Moreover, the new compounds are effective even when given to the mice up to 65 hours after an initial infection. In contrast, for acyclovir to work, it must be taken within hours after the first symptoms appear.
Gerald Kleymann and his colleagues at Bayer AG in Wuppertal, Germany, also have identified inhibitors of HSV replication. After screening more than 400,000 compounds, they realized that the most effective ones were interfering with helicase-primase.
“It appears that we hit the Achilles’ heel of the virus,” says Kleymann.
Like the Boehringer Ingelheim team, the Bayer group found the compounds to be effective in rodents infected with HSV. In the April Nature Medicine, the Bayer group even reports that its compounds reduce the number of sequelae–the subsequent outbreaks of sores after an initial infection.
“The unsolved problem of herpes infections, namely the sequelae, may become curable,” says Kleymann.

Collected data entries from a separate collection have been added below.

PR #1380, opened 2016-07-26
doc: quickstart on shell pitfalls for env. vars

jzacsh:
continues from chat in IRC

for quick reference, here's a direct link to this branch's rendered view (github-rendered): https://github.com/jzacsh/borg/blob/document-envvars-pitfalls/docs/quickstart.rst#pitfalls-with-shell-variables-and-environment-variables

### DIFF
--- a/docs/quickstart.rst
+++ b/docs/quickstart.rst
@@ -129,6 +129,33 @@ certain number of old archives::
     borg prune -v $REPOSITORY --prefix '{hostname}-' \
         --keep-daily=7 --keep-weekly=4 --keep-monthly=6
 
+Pitfalls with shell variables and environment variables
+-------------------------------------------------------
+
+This applies to all environment variables you want borg to see, not just
+``BORG_PASSPHRASE``. The short explanation is: always ``export`` your variable,
+and use single quotes if you're unsure of the details of your shell's expansion
+behavior. E.g.::
+
+    export BORG_PASSPHRASE='complicated & long'
+
+This is because ``export`` exposes variables to subprocesses, which borg may be
+one of. More on ``export`` can be found in the "ENVIRONMENT" section of the
+bash(1) man page.
+
+Beware of how ``sudo`` interacts with environment variables. For example, you
+may be surprised that the following ``export`` has no effect on your command::
+
+   export BORG_PASSPHRASE='complicated & long'
+   sudo ./yourborgwrapper.sh  # still prompts for password
+
+For more information, see sudo(8) man page. Hint: see ``env_keep`` in
+sudoers(5), or try ``sudo BORG_PASSPHRASE='yourphrase' borg`` syntax.
+
+.. Tip::
+    To debug what your borg process is actually seeing, find its PID
+    (``ps aux|grep borg``) and then look into ``/proc/<PID>/environ``.
+
 .. backup_compression:
 
 Backup compression


docs/quickstart.rst
```diff
@@ -129,6 +129,38 @@ certain number of old archives::
     borg prune -v $REPOSITORY --prefix '{hostname}-' \
         --keep-daily=7 --keep-weekly=4 --keep-monthly=6
 
+Pitfalls with shell variables and environment variables
+-------------------------------------------------------
+
+This applies to all environment variables you want borg to see, not just
+``BORG_PASSPHRASE``. The short explanation is: always ``export`` your variable,
+and use single quotes if you're unsure of the details of your shell's expansion
+behavior. eg::
```
ThomasWaldmann: E.g.::

docs/quickstart.rst
```diff
@@ -129,6 +129,38 @@ certain number of old archives::
...
+
+    export BORG_PASSPHRASE='your complicated & passphrase';
```
ThomasWaldmann: complicated & long

the ; at the end is not needed, is it?

docs/quickstart.rst
```diff
@@ -129,6 +129,38 @@ certain number of old archives::
...
+
+This ensures the borg PID that needs to access this passphrase can do so. Note
```
ThomasWaldmann: the borg process

docs/quickstart.rst
```diff
@@ -129,6 +129,38 @@ certain number of old archives::
...
+and use single quotes if you're unsure of the details of your shell's expansion
+behavior. E.g.::
+
+    export BORG_PASSPHRASE='your complicated & passphrase';
+
+This ensures the borg PID that needs to access this passphrase can do so. Note
+that this is not the same thing as::
+
+  $ BORG_PASSPHRASE='your complicated & passphrase'; # missing "export"!
+  $ ./yourborgjob.sh # will never see the above $BORG_PASSPHRASE value
```
ThomasWaldmann: Maybe rather explain that one needs "export" to have shell variable being exported into the environment of subprocesses - so the borg process can use them. Shell variables are only visible within the script, but not to subprocesses.

docs/quickstart.rst
jzacsh: > complicated & long

Done

> the ; at the end is not needed, is it?

Probably not, but just trying to be complete, for those who aren't proficient with shell (that is: safe for someone who sees the "tl;dr" and copy/pastes)

docs/quickstart.rst
jzacsh: Done.

docs/quickstart.rst
jzacsh: Done.

docs/quickstart.rst
```diff
@@ -129,6 +129,38 @@ certain number of old archives::
...
+
+.. note:: ``sudo`` does not inherit your environment, so ``sudo borg`` will not
+          have access to `BORG_PASSPHRASE` despite running the above example.
+
+To debug what your borg backup is truly seeing, for example if ``BORG_PASSPHRASE``
```
ThomasWaldmann: To debug what your borg process is actually seeing, find its PID (``ps aux|grep borg``) and then look into ``/proc/<PID>/environ``.

(this is not a linux course, but we give some hints)

docs/quickstart.rst
jzacsh: done

docs/quickstart.rst
```diff
@@ -145,18 +145,25 @@ Note that this is not the same thing as::
...
+  $ BORG_PASSPHRASE='complicated & long' # BAD: see explanation above
   $ ./yourborgjob.sh
   ...
   Enter passphrase for key ...:
 
-In another shell::
+Leave that ^ prompt hanging, and in another shell, inspect it's environment::
 
   $ ps aux | grep borg # find the python PID that borg is running as; E.g.: 123
   $ sudo cat /proc/123/environ  # inspect and verify
```
ThomasWaldmann: cut those 10 lines down, see my previous comment. we must not blow up borg documentation too much.

docs/quickstart.rst
```diff
@@ -145,18 +145,25 @@ Note that this is not the same thing as::
   $ BORG_PASSPHRASE='complicated & long'; # missing "export"!
   $ ./yourborgjob.sh # will never see the above $BORG_PASSPHRASE value
 
+This is because ``export`` exposes variables to subprocesses, which borg may be
+one of. More on ``export`` can be found in the "ENVIRONMENT" section of the
+bash(1) man page, or the relevant POSIX_ spec.
+
+.. _POSIX: http://pubs.opengroup.org/onlinepubs/9699919799/utilities/V3_chap02.html#tag_18_22.
+
```
ThomasWaldmann: keep the bash(1) reference, but if someone wants more, he can google the link to the posix spec by himself.

docs/quickstart.rst
jzacsh: Done

docs/quickstart.rst
jzacsh: done.

docs/quickstart.rst
jzacsh: sgtm. i addressed the other comment - is this good now, or cut down further?

docs/quickstart.rst
```diff
@@ -129,6 +129,32 @@ certain number of old archives::
...
+This is because ``export`` exposes variables to subprocesses, which borg may be
+one of. More on ``export`` can be found in the "ENVIRONMENT" section of the
+bash(1) man page.
+
+.. note:: ``sudo`` does not inherit your environment, so ``sudo borg`` will not
+          have access to ``BORG_PASSPHRASE`` despite running the above example.
+
+To debug what your borg process is actually seeing, find its PID
+(``ps aux|grep borg``) and then look into ``/proc/<PID>/environ``.
```
textshell: Do people who need this level of help really can just look into a file with zero terminated records without more hints? environ looks quite messed up for someone not into C programming and remembering that the record separators just get eaten by the terminal. I’m all for giving this hint, and keeping things short, but i’m not sure if this is more confusing like this.

docs/quickstart.rst
```diff
@@ -129,6 +129,32 @@ certain number of old archives::
...
+behavior. E.g.::
+
+    export BORG_PASSPHRASE='complicated & long';
+
+This ensures the borg process that needs to access this passphrase can do so.
+Note that this is not the same thing as::
+
+  $ BORG_PASSPHRASE='complicated & long'; # missing "export"!
+  $ ./yourborgjob.sh # will never see the above $BORG_PASSPHRASE value
+
```
ThomasWaldmann: I'ld say, kill lines 142-147, they are not adding information.

docs/quickstart.rst
jzacsh: it might be more confusing, but i don't think it hurts to just submit, and wait to hear feedback from folks getting confused or not?

Wrt, "level of help" - I knew about `/proc/` yet still didn't think to do this on my own (someone in IRC suggested it). That is: the helpfulness of this hint in the documentation is not necessarily related to being programmer.

docs/quickstart.rst
```diff
@@ -129,6 +129,32 @@ certain number of old archives::
...
+This is because ``export`` exposes variables to subprocesses, which borg may be
+one of. More on ``export`` can be found in the "ENVIRONMENT" section of the
+bash(1) man page.
+
+.. note:: ``sudo`` does not inherit your environment, so ``sudo borg`` will not
+          have access to ``BORG_PASSPHRASE`` despite running the above example.
```
ThomasWaldmann: Maybe a hint how to work around that?

jzacsh: Done.

docs/quickstart.rst
jzacsh: Done.

jzacsh:
@ThomasWaldmann k, i believe i addressed all the comments so far. Feel free to take another look.

docs/quickstart.rst
```diff
@@ -129,6 +129,28 @@ certain number of old archives::
...
+
+    export BORG_PASSPHRASE='complicated & long';
+
+This is because ``export`` exposes variables to subprocesses, which borg may be
+one of. More on ``export`` can be found in the "ENVIRONMENT" section of the
+bash(1) man page.
+
+.. note:: ``sudo`` does not inherit your environment, so ``sudo borg ...`` will not
+          have access to ``BORG_PASSPHRASE`` despite running the above example,
+          but ``sudo export BORG_PASSPHRASE='complicated & long' borg ...``
```
textshell: This doesn‘t seem to work. without the export it seems to work. But sudo is complicated, and calling like this will leave BORG_PASSPHRASE visible to ps in some configurations. sudo is really quite complicated.

Maybe we should rather go

> For options to pass environment variables through sudo consider using the ``env_keep`` option in suders or the ``sudo BORG_PASSPHRASE='complicated & long' borg`` syntax. Values passed as parameters to sudo might be visible to other users.

docs/quickstart.rst
```diff
@@ -129,6 +129,28 @@ certain number of old archives::
...
+and use single quotes if you're unsure of the details of your shell's expansion
+behavior. E.g.::
+
+    export BORG_PASSPHRASE='complicated & long';
+
+This is because ``export`` exposes variables to subprocesses, which borg may be
+one of. More on ``export`` can be found in the "ENVIRONMENT" section of the
+bash(1) man page.
+
+.. note:: ``sudo`` does not inherit your environment, so ``sudo borg ...`` will not
```
jzacsh: after chatting in IRC, it seems I'm touching a gold mine of complexity with my comment on `sudo`, so perhaps the following is better?

> Beware of how `sudo` interacts with environment variables: if testing a wrapper,
> for example, you may be surprised that the following export has no effect:
> ```sh
>    export BORG_PASSPHRASE='...';
>    sudo ./yourborgwrapper.sh # still prompts for password
> ```
> See the sudo(8) man page, and your system's sudo configuration for more.

FabioPedretti:
A couple suggestions for master (with reference to: http://borgbackup.readthedocs.io/en/latest/usage.html):
- [ ] borg list has an example (the last one) for showing diff. This should be removed since there is a dedicated borg list command now;
- [ ] elaborate a bit more on _auto,C[,L]_ heuristic: based on file extension, file type or it tries to compress and use none if the compressed is just X% smaller?
Thanks

ThomasWaldmann:
@FabioPedretti that is out-of-scope of this PR, can you open a new PR or ticket?

FabioPedretti:
Right, reported in #1390. Thanks.

docs/quickstart.rst
jzacsh: Okay, I've _hopefully_ combined both our explanations in a concise format

docs/quickstart.rst
jzacsh: done (same as reply to texshell)

docs/quickstart.rst
```diff
@@ -143,10 +143,14 @@ This is because ``export`` exposes variables to subprocesses, which borg may be
 one of. More on ``export`` can be found in the "ENVIRONMENT" section of the
 bash(1) man page.
 
-.. note:: ``sudo`` does not inherit your environment, so ``sudo borg ...`` will not
-          have access to ``BORG_PASSPHRASE`` despite running the above example,
-          but ``sudo export BORG_PASSPHRASE='complicated & long' borg ...``
-          will.
+Beware of how ``sudo`` interacts with environment variables. ``sudo``.  For
```
ThomasWaldmann: the 2nd sudo seems like a edit leftover.

docs/quickstart.rst
```diff
@@ -143,10 +143,14 @@ This is because ``export`` exposes variables to subprocesses, which borg may be
...
+example, you may be surprised that the following export has no effect::
+
+   export BORG_PASSPHRASE='...'
+   sudo ./yourborgwrapper.sh # still prompts for password
```
ThomasWaldmann: use 2 blanks left of the "#"

docs/quickstart.rst
```diff
@@ -143,10 +143,14 @@ This is because ``export`` exposes variables to subprocesses, which borg may be
...
+
+See the sudo(8) man page, for more (Hint: see ``env_keep`` in sudoers(5), or try
+``sudo BORG_PASSPHRASE='yourphras' borg`` syntax).
```
ThomasWaldmann: ... for more information

'yourphrase'

jzacsh:
@ThomasWaldmann in case I want to revert anything, I'll wait until you give a "LGTM" before I squash all my commits down for a final merge.

docs/quickstart.rst
```diff
@@ -129,6 +129,33 @@ certain number of old archives::
...
 
+Pitfalls with shell variables and environment variables
+-------------------------------------------------------
+
+This applies to all environment variables you want borg to see, not just
+``BORG_PASSPHRASE``. The short explanation is: always ``export`` your variable,
+and use single quotes if you're unsure of the details of your shell's expansion
+behavior. E.g.::
+
+    export BORG_PASSPHRASE='complicated & long';
```
ThomasWaldmann: well, I already noted it a while ago: is the semicolon needed?
I never used one there, so maybe rather not?

docs/quickstart.rst
```diff
@@ -129,6 +129,33 @@ certain number of old archives::
...
+
+This is because ``export`` exposes variables to subprocesses, which borg may be
+one of. More on ``export`` can be found in the "ENVIRONMENT" section of the
+bash(1) man page.
+
+Beware of how ``sudo`` interacts with environment variables. E.g.: you may be
```
ThomasWaldmann: Maybe remove the "E.g.: " here completely.

docs/quickstart.rst
PlasmaPower: I've never used a semicolon, I don't think it's necessary.

ThomasWaldmann:
I left some comments about remaining minor things.
Fix them and then collapse all changesets into 1.

docs/quickstart.rst
jzacsh: Done

docs/quickstart.rst
jzacsh: Done.

docs/quickstart.rst
jzacsh: Done.

docs/quickstart.rst
jzacsh: Done.

docs/quickstart.rst
jzacsh: Done.

jzacsh:
K, squashed into one commit, and addressed each comment.

ThomasWaldmann:
thanks!

adatum:
So finally what is the recommended way of dealing with `sudo`? The documentation does not present a solution.

For example, if backing up `/`, or even just `/etc`, this is a very relevant issue.

ThomasWaldmann:
@adatum in general, the borg docs scope is borg, not trying to document how the world works.

So, if you want to know more about sudo, read the sudo docs.

adatum:
I would suggest it is well within the scope of borg to document best practices on how to properly back up system files or other users' files without creating issues with permissions or security. 

Does a solution for such a common use case need to be re-discovered by each borg user?

ThomasWaldmann:
you can say the same thing about cron or systemd, we also do not document them.

so just read the docs of the tool you want to use.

Both research groups conclude that helicase-primase inhibitors are more potent than acyclovir and its derivatives.
“People have been looking for years, and nobody had come up with anything that matches acyclovir,” notes virologist Priscilla A. Schaffer of Harvard Medical School in Boston. “These compounds are tremendously exciting.”
At the moment, though, neither Bayer nor Boehringer Ingelheim plans to launch tests of helicase-primase inhibitors in people. “It’s unfortunate because these compounds do look interesting, but companies have to make choices about what they are going to put their money and resources behind,” says Paul Anderson, a vice president at Boehringer Ingelheim.
“The fundamental issue is that no pharmaceutical company wants to go head-to-head with acyclovir [and its derivatives],” says virologist Richard Whitley of the University of Alabama at Birmingham. “They do not see it as profitable.”
Both pharmaceutical firms say they hope to find other companies willing to finance further testing of their compounds.
“It’s kind of depressing,” notes Schaffer. “We’d all love to see [a helicase-primase inhibitor] go into the clinic. One of these days, I dare say, it will.”